> [Given data]:
PR #1808, opened 2026-02-21
Fix slowness after document generation

Molrn:


pascalaubry (dismissed):
I approve because it works for me but I am not able to say this is the right fix.

PR #1809, opened 2026-02-21
Do not open new browser tabs when refreshing documents

pascalaubry:


pascalaubry:
Couldn't make it work properly (the form target attribute expects an iframe ID, opens in a new tab if not found but the tab is not rerfreshed when already opened).

PR #1827, opened 2026-02-28
Improve and fix session storage

Amaras:
Thanks to Gilles, I improved a few things:

* Fixed the wrong conditions and syntax in SQL queries
* Reduced the use of read-only session usage (do not use them on /view, /ws and favicon)
* Add explicit PEP-249 compliant transactions


src/web/settings.py
```diff
@@ -263,6 +263,9 @@ async def create_connection(path: os.PathLike[str]) -> aiosqlite.Connection:
         exclude=[
             r'^/static/*',
             r'.*\.(png|jpg|jpeg|gif|css|js|svg)$',
+            r'^/view/*',
+            r'^/ws$',
+            r'^/favicon.ico$',
```
Molrn:
```suggestion
            r'.*\.(png|jpg|jpeg|gif|css|js|svg|ico)$',
            r'^/ws$',
```
/ws is ok, however /view accesses session variables so it needs to go through the middleware (500 on view otherwise). Basically anything that renders a template should not be excluded

Molrn (changes requested):

src/web/sqlite_store.py
```diff
@@ -93,7 +108,7 @@ async def expires_in(self, key: str) -> int | None:
                 'SELECT expires_at FROM store where key = ?', parameters=(key,)
             ) as cursor:
                 row = await cursor.fetchone()
-            await db.commit()
+            await db.execute('COMMIT')
```
Molrn: This is a select query, why do you have to commit ?

Molrn:
replaced by #1831

PR #1828, opened 2026-03-01
parallelized processing in player query

lefebvrele:
Hello to the whole Sharly team, and thank you for your time and involvment in this project.

One of the issue I have with Sharly, is that it's pretty long to manually add new players to my tournaments.

So I'm submitting these changes that should accelerate a bit this process.

Basically, instead of synchronously waiting for each player to be fetched, I moved the logic to an asynchron function, which can be parallelized using asyncio.gather.
I tested these changes locally, and a query that would last ~4.5s before, now takes ~1.7s

### DIFF
--- a/src/web/controllers/admin/player_admin_controller.py
+++ b/src/web/controllers/admin/player_admin_controller.py
@@ -8,6 +8,7 @@ from logging import Logger
 import math
 from pathlib import Path
 from typing import Annotated, Any, Iterable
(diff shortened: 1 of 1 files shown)


Molrn:
All the post-processing is actually not necessary, it is a mistake introduced in the last version. I'm fixing that to remove it, thanks for bringing it to our attention

PR #1837, opened 2026-03-03
chore: register SQLite date/datetime adapters explicitly

timothyarmes:
Python 3.12 deprecated the default sqlite3 adapters/converters for date
and datetime; registering them explicitly future-proofs all platforms and
silences the DeprecationWarning.

Co-Authored-By: Claude Sonnet 4.6 <noreply@anthropic.com>

### DIFF
--- a/src/database/sqlite/adapters.py
+++ b/src/database/sqlite/adapters.py
@@ -1,0 +1,30 @@
+import sqlite3
+from datetime import date, datetime
+
+
+def adapt_date_iso(val: date) -> str:
+    """Adapt datetime.date to ISO 8601 date."""
+    return val.isoformat()
+
+
+def adapt_datetime_iso(val: datetime) -> str:
+    """Adapt datetime.datetime to timezone-naive ISO 8601 date."""
+    return val.isoformat(' ')
+
+
+def convert_date(val: bytes) -> date:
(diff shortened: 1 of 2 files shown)


Molrn (changes requested):
python changelog sources for this [here](https://docs.python.org/3/library/sqlite3.html#default-adapters-and-converters-deprecated) and [here](https://docs.python.org/3/library/sqlite3.html#adapter-and-converter-recipes). 

The way I understand it it does not affect us, as we are using SQLiteDatabase utils functions to pass strings to the execute params and not and not directly passing date / datetime objects to `SQLiteDatabase.execute("", params)`. But it however introduces a difference, because if we insert datetimes using `SQLiteDatabase.execute("INSERT datetime", (datetime.now()))` it won't be in the same format as `SQLiteDatabase.execute("INSERT datetime", (SQLiteDatabase.dump_optional_datetime_to_timestamp_field(datetime.now())))`.  


In general, I suggest we stay very cautious with AI suggested fixes unrelated to PRs which do not fix anything visible, and to only merge them if we actually constat that it fixes something. We'd have much less risk of introducing bugs. Therefore I suggest we close this PR

timothyarmes:
👍

PR #1854, opened 2026-03-07
Add switch on import modal hiding the duplicated rows

Molrn:


pascalaubry (changes requested):
I think that the switch Joueur·euses existant·es on the import modal should not be present when deleting existing players.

> [Action item]:
Your reply must contain each entry, reproduced exactly.

> [Answer box]:
PR #1808, opened 2026-02-21
Fix slowness after document generation

Molrn:


pascalaubry (dismissed):
I approve because it works for me but I am not able to say this is the right fix.

PR #1809, opened 2026-02-21
Do not open new browser tabs when refreshing documents

pascalaubry:


pascalaubry:
Couldn't make it work properly (the form target attribute expects an iframe ID, opens in a new tab if not found but the tab is not rerfreshed when already opened).

PR #1827, opened 2026-02-28
Improve and fix session storage

Amaras:
Thanks to Gilles, I improved a few things:

* Fixed the wrong conditions and syntax in SQL queries
* Reduced the use of read-only session usage (do not use them on /view, /ws and favicon)
* Add explicit PEP-249 compliant transactions


src/web/settings.py
```diff
@@ -263,6 +263,9 @@ async def create_connection(path: os.PathLike[str]) -> aiosqlite.Connection:
         exclude=[
             r'^/static/*',
             r'.*\.(png|jpg|jpeg|gif|css|js|svg)$',
+            r'^/view/*',
+            r'^/ws$',
+            r'^/favicon.ico$',
```
Molrn:
```suggestion
            r'.*\.(png|jpg|jpeg|gif|css|js|svg|ico)$',
            r'^/ws$',
```
/ws is ok, however /view accesses session variables so it needs to go through the middleware (500 on view otherwise). Basically anything that renders a template should not be excluded

Molrn (changes requested):

src/web/sqlite_store.py
```diff
@@ -93,7 +108,7 @@ async def expires_in(self, key: str) -> int | None:
                 'SELECT expires_at FROM store where key = ?', parameters=(key,)
             ) as cursor:
                 row = await cursor.fetchone()
-            await db.commit()
+            await db.execute('COMMIT')
```
Molrn: This is a select query, why do you have to commit ?

Molrn:
replaced by #1831

PR #1828, opened 2026-03-01
parallelized processing in player query

lefebvrele:
Hello to the whole Sharly team, and thank you for your time and involvment in this project.

One of the issue I have with Sharly, is that it's pretty long to manually add new players to my tournaments.

So I'm submitting these changes that should accelerate a bit this process.

Basically, instead of synchronously waiting for each player to be fetched, I moved the logic to an asynchron function, which can be parallelized using asyncio.gather.
I tested these changes locally, and a query that would last ~4.5s before, now takes ~1.7s

### DIFF
--- a/src/web/controllers/admin/player_admin_controller.py
+++ b/src/web/controllers/admin/player_admin_controller.py
@@ -8,6 +8,7 @@ from logging import Logger
 import math
 from pathlib import Path
 from typing import Annotated, Any, Iterable
(diff shortened: 1 of 1 files shown)


Molrn:
All the post-processing is actually not necessary, it is a mistake introduced in the last version. I'm fixing that to remove it, thanks for bringing it to our attention

PR #1837, opened 2026-03-03
chore: register SQLite date/datetime adapters explicitly

timothyarmes:
Python 3.12 deprecated the default sqlite3 adapters/converters for date
and datetime; registering them explicitly future-proofs all platforms and
silences the DeprecationWarning.

Co-Authored-By: Claude Sonnet 4.6 <noreply@anthropic.com>

### DIFF
--- a/src/database/sqlite/adapters.py
+++ b/src/database/sqlite/adapters.py
@@ -1,0 +1,30 @@
+import sqlite3
+from datetime import date, datetime
+
+
+def adapt_date_iso(val: date) -> str:
+    """Adapt datetime.date to ISO 8601 date."""
+    return val.isoformat()
+
+
+def adapt_datetime_iso(val: datetime) -> str:
+    """Adapt datetime.datetime to timezone-naive ISO 8601 date."""
+    return val.isoformat(' ')
+
+
+def convert_date(val: bytes) -> date:
(diff shortened: 1 of 2 files shown)


Molrn (changes requested):
python changelog sources for this [here](https://docs.python.org/3/library/sqlite3.html#default-adapters-and-converters-deprecated) and [here](https://docs.python.org/3/library/sqlite3.html#adapter-and-converter-recipes). 

The way I understand it it does not affect us, as we are using SQLiteDatabase utils functions to pass strings to the execute params and not and not directly passing date / datetime objects to `SQLiteDatabase.execute("", params)`. But it however introduces a difference, because if we insert datetimes using `SQLiteDatabase.execute("INSERT datetime", (datetime.now()))` it won't be in the same format as `SQLiteDatabase.execute("INSERT datetime", (SQLiteDatabase.dump_optional_datetime_to_timestamp_field(datetime.now())))`.  


In general, I suggest we stay very cautious with AI suggested fixes unrelated to PRs which do not fix anything visible, and to only merge them if we actually constat that it fixes something. We'd have much less risk of introducing bugs. Therefore I suggest we close this PR

timothyarmes:
👍

PR #1854, opened 2026-03-07
Add switch on import modal hiding the duplicated rows

Molrn:


pascalaubry (changes requested):
I think that the switch Joueur·euses existant·es on the import modal should not be present when deleting existing players.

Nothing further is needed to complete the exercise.